The best technical know-how does not prevent labor stoppages and community blockades.  A 2010 United Nations paper compiled various reports detailing these  and related problems, pointing out that “the time for new [oil and gas] projects to come on stream has nearly doubled in the past decade,” and that “non-technical risks accounted for nearly half of all risk factors faced by these companies. 
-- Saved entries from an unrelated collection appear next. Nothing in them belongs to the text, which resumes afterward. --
PR #1782, opened 2019-06-21
Timeline

benhaynes:
This works best when you also update the default options:

```
Action On
{{ action }}d #{{item}} within {{collection }}
Action By
```
Do those need to be updated in the API? Have they already been added?

Screen Shot 2019-06-21 at 4 49 06 PM


rijkvanzanten:
This changes the avatar in the lower left too. Is that on purpose?

rijkvanzanten:
Those options would only work for en-US though... it won't work i18n wise

PR #1791, opened 2019-06-24
darken icons interface

benhaynes:


rijkvanzanten:
Should we also use off-white for the background? It's more in line with repeater too

benhaynes:
OK, all set.

PR #1792, opened 2019-06-25
Fix some warnings and minor issues with the calendar layout

Kinzi:


benhaynes:
Awesome, thanks @Kinzi! We're back on Directus tomorrow and will check this out!

PR #1817, opened 2019-07-04
Update app.vue

dev7ch:
Adding white bg, coz on scroll you are seeing in image if it uderlayed.

This happens if directus app is installed under, `domain.com/app`.

Update:

www.domain.com <--- a website with a background image
www.domain.com/directus-app <--- directus app with transparent background and > 100vh input form

image

### DIFF
--- a/public/index.html
+++ b/public/index.html
@@ -5,10 +5,10 @@
     <meta http-equiv="X-UA-Compatible" content="IE=edge">
     <meta name="viewport" content="width=device-width,initial-scale=1.0">
     <link rel="shortcut icon" href="<%= webpackConfig.output.publicPath %>favicon.ico">
-    <link rel="manifest" href="/manifest.webmanifest" />
+    <link rel="manifest" href="manifest.webmanifest" />
     <title>Directus</title>
 
-    <link rel="stylesheet" href="/style.css" />
+    <link rel="stylesheet" href="style.css" />
   </head>
   <body>
     <noscript>
--- a/src/app.vue
+++ b/src/app.vue
@@ -171,6 +171,9 @@ body.info-wide-active {
 </style>
 
 <style lang="scss" scoped>
+.page-root {
+  background-color: var(--white);
+}
 .error {
   position: fixed;
   top: 0;


benhaynes:
I have no clue where this image is coming from, but the PR makes sense. We'll review and merge ASAP

dev7ch:
Ah, sry, this image comes from my system, its just an example 😉

How it can happen if you install the system as additional app to a existing website.

benhaynes:
> How it can happen if you install the system as additional app to a existing website. 

Haha, now I'm even more confused!! Did you install Directus as an overlay to a site?

dev7ch:
www.domain.com   <--- a website with a bacvkground image
www.domain.com/directus-app <--- directus app with transparent backgrouond¨

Is it clear what i mean?

benhaynes:
But why would the Directus app inherit the background of the root domain? Do they share CSS somehow?

dev7ch:
the image is set via css on `html`  tag

`
html {
    background: url(background.jpg) no-repeat center;
    background-size: cover;
}
`

benhaynes:
Hmm, still weird that Directus and your custom app are sharing CSS... but I'll leave this to @rijkvanzanten to review! :)

dev7ch:
yes, it is, it was not made by me this PR just ensures that directus app is not affected by some server wide messy ccs styles, e.g. on `html` tag.

dev7ch:
@benhaynes Finally the problem seems to occur because directus custom styles are set as absolute path `/styles.css`

image


If there are `/styles.css` the will be loaded, which causes the mixing/shareing of css

src/app.vue
```diff
@@ -171,6 +171,9 @@ body.info-wide-active {
 </style>
 
 <style lang="scss" scoped>
+.page-root {
```
dev7ch: @rijkvanzanten this just should ensure when height is > 100vh there is still a white bg on scroll 🤓

rijkvanzanten: We can get rid of this, as the fix in the other file should fix the root cause of the issue

public/index.html
```diff
@@ -5,10 +5,10 @@
     <meta http-equiv="X-UA-Compatible" content="IE=edge">
     <meta name="viewport" content="width=device-width,initial-scale=1.0">
     <link rel="shortcut icon" href="<%= webpackConfig.output.publicPath %>favicon.ico">
-    <link rel="manifest" href="/manifest.webmanifest" />
+    <link rel="manifest" href="manifest.webmanifest" />
     <title>Directus</title>
 
-    <link rel="stylesheet" href="/style.css" />
+    <link rel="stylesheet" href="style.css" />
```
rijkvanzanten: Lets also apply the same change to the custom script file `/script.js`

rijkvanzanten:
Instead of adding the white background specifically, lets just merge the fix for the root problem (the `/style.css` being loaded absolute instead of relative.

public/index.html
dev7ch: it looks like it is already

src/app.vue
dev7ch: yes, if no custom styles are added, but the tiny invisible max-height issue of long forms persists (if you add custom styles you could see it)

sure you wanna drop this "fallback"?

rijkvanzanten: I see what you're saying. Normally I wouldn't mind if something breaks once people start adding custom styles / scripts, but this is an easy enough addition which doesn't hurt things otherwise. We'll leave it in 👍

dev7ch: ok thank you :)

PR #1819, opened 2019-07-05
Turkish translation v0.2 added

anelad:
- The Turkish translation file has some translations added `(*)` to its end. This means that the value is not translated or translated but the translator does not feel right about the translation.
- After reviewing the translation on-the-go these translations will be corrected and maybe some already-translated values will be changed.


rijkvanzanten:
This is great @anelad! Would you like to merge this in as is, or wait until the translations with the `(*)` are improved?

anelad:
@rijkvanzanten I need to check them on-the-go but I do not know how to append the file to my current instance? If there is a way, I would rather check them first. But if there is no way I should merge I suppose.

rijkvanzanten:
@anelad I've added a commit that adds the language to the list of available languages. If you want to check it out locally, you can clone your fork

```
git clone git@github.com:anelad/DirectusApp.git directus-app;
```

install the npm dependencies

```
cd directus-app;
npm install;
```

and run the app 

```
npm run dev;
```

that should fire it up for debugging on localhost:8080

anelad:
@rijkvanzanten Thanks, man. I'll be on it tomorrow.

anelad:
It looks like `user profile page`s are not translatable for now.

anelad:
Turkish translation is ready for public usage. You can merge it @rijkvanzanten

benhaynes:
Thanks @anelad! This should make it into today's release!

autr:
Hi, this translation seems is causing syntax errors for me:

```
 warning  in ./src/interfaces/collections/meta.json

Module parse failed: Unexpected token } in JSON at position 1749 while parsing near '...ahil eder"
    },
  }
}
'
You may need an appropriate loader to handle this file type.
SyntaxError: Unexpected token } in JSON at position 1749 while parsing near '...ahil eder"
    },
  }
}
```

I'm using:

npm 6.10.1
node v10.14.2

rijkvanzanten:
Interesting, I just bundled everything in production and didn't see this issue!

rijkvanzanten:
I do see that trailing comma in the file though. Wondering why it didn't cause problems on my end 🤔

autr:
Another trailing commas in calendar/meta.json - removed both and working fine :)

rijkvanzanten:
Good catch. I've just pushed a fix. Weird that that fails silently in Vue CLI! Oh well 🤷‍♂

anelad:
Translations of interfaces not planned for this pull, my bad not separating them.

Issue #1822, opened 2019-07-06
Can't upload image | Uploading image freezes UI


edenprojectde:
When i try to upload an image i get a vue error about the filename/spliting.
The interface gets stuck and is non-interactable the moment i selected a file.

OS: Linux MX 18
Browser: Chrome
Server Stack: NGINX / PHP 7.3
Directus: v7.6.1

![image](https://user-images.githubusercontent.com/6115966/60749551-c4157a80-9f9b-11e9-85d2-9868bdab9d56.png)

- The upload doesn't seem to fail, the file is on the Server and i can select it when using the Button "Existing" but no thumbnail is being genereated.
- The Thumbnail seems to fail to be generated when this error occurs.
  - Fixed the whole Thumbnail Problem with this Nginx Setup: https://docs.directus.io/advanced/server-setup.html#nginx

rijkvanzanten:
Fixed in https://github.com/directus/app/pull/1832

PR #1832, opened 2019-07-09
Fix issue #1822 uploading image freezes UI

nestebe:


benhaynes:
Thanks @nestebe!! We'll review asap... 😄

PR #1848, opened 2019-07-15
Fix 1573 - File duplicates in files interface

eldarc:
- The `selectItems` method removed the junction row id for items, so the patch option didn't know what items to update. This resulted that some files were duplicated.
- After the fix was applied the delete failed silently if the `$delete` items are not at the end of the array. Added sort to `deleteFile`.


src/interfaces/files/input.vue
```diff
@@ -299,34 +298,47 @@ export default {
...
+              ...junctionRow,
+              $delete: true
+            };
+          }
 
-        return junctionRow;
-      });
+          return junctionRow;
+        })
+        // Items with `$delete` should go to the end of the array to be properly deleted. TODO: Check if this is a bug
```
rijkvanzanten: This definitely sounds like a bug! Is this reproducible in just the API?

eldarc: Tested the API through Postman and got the same behavior. It appears to be a bug.

rijkvanzanten: @eldarc would you mind opening an issue for that on the API repo? 🙂

eldarc: @rijkvanzanten 

I investigated a bit more and found out that the order is not the problem. The issue occurs because the `junctionRow` has the `[collection]_id` property. In there is a reference to all fields of the current item. However only the initial value is stored, and if there any updates to the fields they are not reflected here.

The patch method somehow reads the latest data (end of the array) from the `files` field instead of using the root properties. That's why the delete issues occurred.

The solution is just to leave the `id` property of the `[collection]_id`  object.

shealavington: I've tested this fix, and it works for me, however, @eldarc, are you saying that this issue is entirely frontend dependant and that this isn't an API issue, or is it also an API issue?

eldarc: @shealavington Depends.

Does the API never expect such circular data structure? If not, then it's purely front-end.

shealavington: cc: @rijkvanzanten

rijkvanzanten: The application shouldn't be sending circular copies of the parent item. Ideally, it only sends the values that were changed, but that will probably take more refactoring work to implement.

eldarc: Can we then maybe think about testing and merging this fix until there is an initiative to change the behavior by refactoring?

With the latest changes, it doesn't use `sort`, it just removes all the outdated circular data.

rijkvanzanten:
Ref: 8c5f725209bbbc9c9e6e3cafe40f88fc38c98013

PR #1868, opened 2019-07-20
Update items.vue

benydc:
Populate fields selected from view query.

This makes the request faster allowing only certain fields to populate using the view query.

Fixes https://github.com/directus/app/issues/1871

### DIFF
--- a/src/components/items.vue
+++ b/src/components/items.vue
@@ -392,8 +392,10 @@ export default {
 
       Object.assign(params, this.viewQuery);
 
-      // The above viewquery can override the fields. We want to force load all the fields so we don't end up with missing crucial data
-      params.fields = "*.*";
+      if (this.viewQuery && this.viewQuery.fields)
+        params.fields = params.fields.split(',').map(field => `${field}.*`).join(',');
+      else
+        params.field = "*.*";
 
       if (this.searchQuery) {
         params.q = this.searchQuery;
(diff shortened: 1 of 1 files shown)


benhaynes:
Thanks @benydc! We'll review asap! ❤️

rijkvanzanten:
@benhaynes this does make your plan for the progress interface impossible. IMO that's a tradeoff that's worth the performance gain on this page. Thoughts?

rijkvanzanten:
Ref: there was a plan to be able to show a progress bar on this page based on what values where filled out in the row, but we would need to fetch all the columns in the row to be able to do that.

benhaynes:
Performance is the name of the game! Couldn't we do a "progress" interface asynchronously if we really wanted/needed it?

src/components/items.vue
```diff
@@ -392,8 +392,14 @@ export default {
...
 
-      // The above viewquery can override the fields. We want to force load all the fields so we don't end up with missing crucial data
-      params.fields = "*.*";
+      if (this.viewQuery && this.viewQuery.fields) {
+        params.fields = params.fields
+          .split(",")
+          .map(field => `${field}.*`)
+          .join(",");
+
+        if (!params.fields.includes("id")) params.fields += ",id";
```
rijkvanzanten: We can't rely on the hardcoded name `id` here, as the primary key can be called anything.

PR #1881, opened 2019-07-24
Reimagine files interface

rijkvanzanten:
It now uses a similar structure as the many to many interface, including the ability to sort items.


rijkvanzanten:
image

cdwmhcc:
sort is great!
No longer need to delete and re-select

cdwmhcc:
@rijkvanzanten 

image

Files are not sorted in my actual use.
Why are files sortable in this diagram

rijkvanzanten:
If the junction table has a field with the `sort` type, the interface will allow you to manually sort

cdwmhcc:
> If the junction table has a field with the `sort` type, the interface will allow you to manually sort

OK,Thank you

PR #1879, opened 2019-07-24
Attempt to fix rendering of translated fields

oliverpool:
Fix #1849 

The `valuesByLang` was:

```
[
  {
    description: "some description",
    language: { language: "en" }
  }
]
```

but it should be:

```
[
  {
    description: "some description",
    language: "en"
  }
]
```

PR #1914, opened 2019-08-01
Fix regression of #1879

oliverpool:
This should allow the translation module to work if the related fields are loaded or not.

See https://github.com/directus/app/pull/1879#issuecomment-516383888


oliverpool:
Testable here: https://deploy-preview-1914--directus-nightly.netlify.com/

Issue #42, opened 2015-04-23
Azure remote debugging - breaking doesn't work


int19h:
When remotely attached to an Azure website, hitting a breakpoint causes debugger to enter the break mode, but there's nothing in call stack or locals, and the editor says "Code not running".

PR #54, opened 2015-04-27
#42 Azure remote debugging - breaking doesn't work

zooba:
We've started trying to read the source file when listing frames, but we weren't handling the case where we couldn't load the file.


crwilcox:
:+1: Signing off.

PR #58, opened 2015-04-27
Add assembly catalog _after_ verifying that the assembly can be loaded.

zooba:
This fixes test errors where an assembly can't be loaded lazily, which we detect in GetTypes but it's still in the catalog, so MEF fails later on.


crwilcox:
:+1: lgtm

PR #59, opened 2015-04-27
Updates the environment list to use PNGs

zooba:
Updates the environment list to use VS-created PNGs instead of XAML paths. This structure will eventually let us switch to the new image format in VS 2015, but for now we will simply use static raster images.


int19h:
:+1:

crwilcox:
:+1:

PR #61, opened 2015-04-28
Fix #15: [Python view] doesn't work in VS 2015

### LINKED ISSUE #15: [Python view] doesn't work in VS 2015
When expanding [Python View] nodes in debugger, there are no children, and in debug builds there's an assertion failure:

> GetChildren called on an unsupported DkmEvaluationResult.
>   at Microsoft.PythonTools.DkmDebugger.ExpressionEvaluator.GetChildren(DkmEvaluationResult result, DkmWorkList workList, Int32 initialRequestSize, DkmInspectionContext inspectionContext, DkmCompletionRoutine`1 completionRoutine) in C:\TFS\xTVS\Python_Main\Python\Product\Debugger\DkmDebugger\ExpressionEvaluator.cs:line 516
>   at Microsoft.PythonTools.DkmDebugger.LocalComponent.Microsoft.VisualStudio.Debugger.ComponentInterfaces.IDkmLanguageExpressionEvaluator.GetChildren(DkmEvaluationResult result, DkmWorkList workList, Int32 initialRequestSize, DkmInspectionContext inspectionContext, DkmCompletionRoutine`1 completionRoutine) in C:\TFS\xTVS\Python_Main\Python\Product\Debugger\DkmDebugger\LocalComponent.cs:line 423
>   at Microsoft.VisualStudio.Debugger.EntryPoint.IDkmLanguageExpressionEvaluator_GetChildren(IntPtr pvClassInfo, IntPtr Result, IntPtr WorkList, Int32 InitialRequestSize, IntPtr InspectionContext, IntPtr CompletionRoutine)

int19h:
Add a new simplified and streamlined implementation of [Python view] debugger nodes using new custom visualizer features in VS 2015.

Update debugger project to conditionally select the proper implementation depending on targeted VS versions. Use XSLT for .vsdconfigxml files to enable conditional exclusion of elements.

Provide an expression for [C++ view] nodes such that they can be added to the Watch window in VS 2015.


int19h:
Note that these changes require the corresponding fixes on VS side, which are _not_ in VS 2015 RC (but will be in some future VS 2015 build). For Python View it doesn't really matter because it already doesn't work before the change, and still won't work after the change until that new VS build arrives. But for C++ View, this will break what is currently working on 2015 RC. So it might be worth postponing this PR until we have a corresponding VS build.

zooba:
+1

crwilcox:
:+1:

ExxonMobil knows such challenges all too well.  The company had to shut down its liquified natural gas facility in Aceh, Indonesia for five months in 2001 because of the surrounding civil strife — which some accuse the company of exacerbating.  Eleven Indonesian villagers filed a lawsuit against the company in U.S. federal court that year alleging that the ExxonMobil was complicit in torture, murder, and rape by Indonesian security forces allegedly protecting the facility.  Apart from the tragic human cost, the shutdown cut off 7% of the company’s global natural-gas output — and prevented Indonesia from meeting its supply commitments.  That is the very definition of energy insecurity.

Yet many companies — most notably ExxonMobil — still adhere to the bunker mentality, thinking that building secure perimeters and keeping the local community at arm’s length is the best course of action.  But as then-Arizona Governor Janet Napolitano said in 2005 with regard to preventing illegal immigration, “Show me a 50-foot wall and I’ll show you a 51-foot ladder.”

Some extractive companies are starting to take a more enlightened approach.  The International Council on Mining and Metals convenes companies in that industry to develop best practices on community development.  I spent most of my nine years with BP working with local populations in developing countries to ensure that our presence contributed to rather than decimated their communities — which meant that everyone had a stake in the security of our projects.  The Chinese government has engaged with the British and Swedish governments on corporate social responsibility for its managers — possibly out of concern over the rise of anti-Chinese sentiment in Africa and the threats that poses to investments there.

With regard to hydraulic fracking, Tillerson said that “the consequences of a misstep in a well, while large to the immediate people that live around that well, in the great scheme of things are pretty small… These are not life-threatening, they’re not long-lasting, and they’re not new. They are the same risks that our industry has been managing for more than 100 years in the conventional development of oil and natural gas.”  Tell that to the people of Aceh, or Zambia, of the Gulf of Mexico.  Echoes of ex-BP CEO Tony Hayward pointing out that the Gulf “is a very big ocean” following the 2010 Deepwater Horizon explosion come to mind.

Yes, technology is important, as is managing the environmental risks of development, from local pollution to disaster response to climate change.  But companies cannot focus solely on technological innovation while ignoring the human dimensions of their business.

In his speech, Tillerson cited John F. Kennedy saying that “to lead is to choose” and asked, “Are we going to have energy security and are we willing to deal with the real fears, the real concerns, and manage the risk?”  I certainly hope so.  That would mean taking responsibility for the local social impacts of oil and gas development, and engaging with local communities to identify and mitigate potential risks.  Energy security depends on getting that right.

Christine Bader is Nonresident Senior Fellow at the Kenan Institute for Ethics of Duke University and a Truman Security Fellow.   The Truman National Security Project is a national security leadership institute, the nation's only organization that recruits, trains, and positions a new generation of progressives across America to lead on national security.